Novo provimento da OAB adapta escritórios ao novo Código Civil

A Ordem dos Advogados do Brasil (OAB) aprovou e publicou na semana passada o Provimento nº 112, de 2006, que regula as sociedades de advogados. O texto, que substitui o Provimento nº 92, de 2000, institui algumas novidades, como a polêmica aceitação do "&" - ou o "E" comercial - nos nomes dos escritórios. Era um tabu combatido por grandes bancas há anos e que simbolizava a resistência da Ordem em aceitar os escritórios como empresas.A advogada Clemencia Beatriz Wolthers, das comissões de sociedades de advogados do conselho federal e da seccional paulista da OAB, explica que o argumento que convenceu a entidade foi a popularização do "&" internacionalmente, especialmente entre escritórios de língua inglesa. "O conselho se convenceu de que não era o uso desse símbolo que daria a conotação comercial", diz.O novo provimento da OAB trouxe outras mudanças, menos curiosas porém mais importantes para o dia-a-dia dos advogados.
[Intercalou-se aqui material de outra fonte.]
PR #213, opened 2019-06-13
Progress bar

nicole-kennedy:
Added a progress bar for when tests are running. 

Screen Shot 2019-06-13 at 1 57 11 PM

### DIFF
--- a/lib/app/endpoint/home.rb
+++ b/lib/app/endpoint/home.rb
@@ -121,11 +121,7 @@ module Inferno
 
               submitted_test_cases_count = sequence_result.next_test_cases.split(',')
               total_tests = submitted_test_cases_count.reduce(first_test_count) do |total, set|
-                sequence_test_count =
-                  test_set
-                    .test_case_by_id(set)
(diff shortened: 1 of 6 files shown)


lib/app/endpoint/home.rb
```diff
@@ -385,6 +399,18 @@ class Home < Endpoint
...
           client.default_json
           submitted_test_cases = params[:test_case].split(',')
+
+          instance.reload # ensure that we have all the latest data
+
+          total_tests = submitted_test_cases.reduce(0) do |total, set|
+            sequence_test_count =
+              test_set
+                .test_case_by_id(set)
+                .sequence.new(instance, client, settings.disable_tls_tests)
```
arscan: I don't think you need to instantiate sequence here... `test_count` should work on the class as well.  Did you try that and it didn't work?

nicole-kennedy: You're right, didn't realize that wasn't needed. All updated now, thanks!

PR #216, opened 2019-06-17
EHR launch redirect

nicole-kennedy:
When launching an app from an external website when the Inferno launch test is not actively running, it will redirect back to Inferno with the previous session restored and an error message if there are cookies from a previous session. The cookie is updated when the instance is created and whenever a test sequence is executed.

Screen Shot 2019-06-17 at 4 16 07 PM

This also alters the behavior such that if an invalid state is passed during a redirect (which traditionally would result in an ambigious error page), Inferno figures out which tests are running and allows them to continue, but failing the 'state' test.  This enables much more consistent feedback for this type of error:

Screen Shot 2019-06-21 at 4 14 36 PM

If there are no cookies stored, then there is the same error page as before:  

Screen Shot 2019-06-17 at 4 16 24 PM


lib/app/views/guided.erb
```diff
@@ -69,6 +69,9 @@
         <% elsif error_code == 'no_redirect' %>
           The redirect URI for this instance was visited, but no sequence was actively running that was waiting for this event.  Please run the a launch sequence test
           before visiting this redirect url.
+        <% elsif error_code == 'ehr_launch' %>
+          No actively running launch sequences found for iss <%=instance.url%>.
```
arscan: This isn't quite correct.  The `iss` is the URI being passed as a query parameter from the auth server, which could be different than what we have in our instance (and hence the error).  You need to pass that along in the querystring  so you can grab it here.  For example, `error_code=ehr_launch&iss=params[:iss]`.  Though you may want to doublecheck that the iss that gets passed in the querystring is URI encoded/escaped properly.

nicole-kennedy: Think it's updated to what you wanted, fixed iss and added checking for waiting state

lib/app/sequence_base.rb
```diff
@@ -61,11 +61,16 @@ def initialize(instance, client, disable_tls_tests = false, sequence_result = ni
         @metadata_only = metadata_only
       end
 
-      def resume(request = nil, headers = nil, params = nil, &block)
+      def resume(request = nil, headers = nil, params = nil, fail_message = nil, &block)
         @params = params unless params.nil?
 
         @sequence_result.test_results.last.result = STATUS[:pass]
 
+        unless fail_message.nil?
```
Jammjammjamm:
```suggestion
        if fail_message.present?
```

lib/app/endpoint/home.rb
```diff
@@ -23,33 +24,33 @@ class Home < Endpoint
...
+              instance = Inferno::Models::TestingInstance.get(cookies[:instance_id_test_set]&.split('/')&.first)
+              if instance.nil?
+                error_message = '<p>Inferno has detected an issue with the SMART launch. ' \
+                                "No actively running launch sequences found with a state of #{params[:state]}. " \
+                                'The authorization server is not returning the correct state variable and ' \
+                                'therefore Inferno cannot identify which server is currently under test. ' \
+                                "Please click your browser's \"Back\" button to return to Inferno, " \
+                                "and click \"Refresh\" to ensure that the most recent test results are visible.</p>" # rubocop: disable Style/StringLiterals
+
+                error_message += "<p>Error returned by server: <strong>#{params[:error]}</strong>.</p>" unless params[:error].nil?
```
Jammjammjamm:
```suggestion
                error_message += "<p>Error returned by server: <strong>#{params[:error]}</strong>.</p>" if params[:error].present?
```

lib/app/endpoint/home.rb
```diff
@@ -23,33 +24,33 @@ class Home < Endpoint
...
-
-              halt 500, error_message
+              instance = Inferno::Models::TestingInstance.get(cookies[:instance_id_test_set]&.split('/')&.first)
+              if instance.nil?
+                error_message = '<p>Inferno has detected an issue with the SMART launch. ' \
+                                "No actively running launch sequences found with a state of #{params[:state]}. " \
+                                'The authorization server is not returning the correct state variable and ' \
+                                'therefore Inferno cannot identify which server is currently under test. ' \
+                                "Please click your browser's \"Back\" button to return to Inferno, " \
+                                "and click \"Refresh\" to ensure that the most recent test results are visible.</p>" # rubocop: disable Style/StringLiterals
```
Jammjammjamm: The rubocop disable only affects this line, right? This line could use single quotes and unescape the double quotes rather than ignoring the cop.

arscan: Yeah we shouldn't disable the cop unless there is a good reason. Any objection to me moving this to `%()` @Jammjammjamm ?

Jammjammjamm: Sounds good to me.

As novas regras detalham a forma de adaptação das sociedades de advogados ao novo Código Civil, de 2002. Enquanto este exige maioria absoluta e até unanimidade dos sócios para a alteração do contrato social, o novo provimento da Ordem exige apenas a maioria simples do capital social, mas deixa livre os contratos sociais para exigirem quórum especial em assuntos que forem considerados importantes.Segundo Clemencia, pelo Código Civil, mudanças simples ficariam inviabilizadas nas grandes bancas, algumas com mais de 60 sócios, muitos em Estados diferentes. Para esses escritórios que atuam em diferentes regiões, o novo provimento prevê também que somente os sócios que atuarão nessas filiais precisem ter inscrição nas respectivas seccionais da OAB e pagar a anuidade extra correspondente, e não mais todos os sócios da banca, como é hoje.O provimento também deixou claro que a responsabilidade ilimitada dos sócios vale apenas nos danos causados a clientes. Nos administrativos, como o recolhimento de impostos, valem as regras das demais sociedades regidas pelo Código Civil - primeiro responde a sociedade, depois os sócios. A OAB criou ainda a cota de serviço, em alternativa à patrimonial, com possibilidade de votos diferenciados em certas questões, e deu prazo de 180 dias para a recomposição das sociedades nos casos de mudanças nos quadros, como nos de falecimento ou saída de algum sócio. Para se adaptar às mudanças previstas no provimento, os escritórios têm o prazo de um ano.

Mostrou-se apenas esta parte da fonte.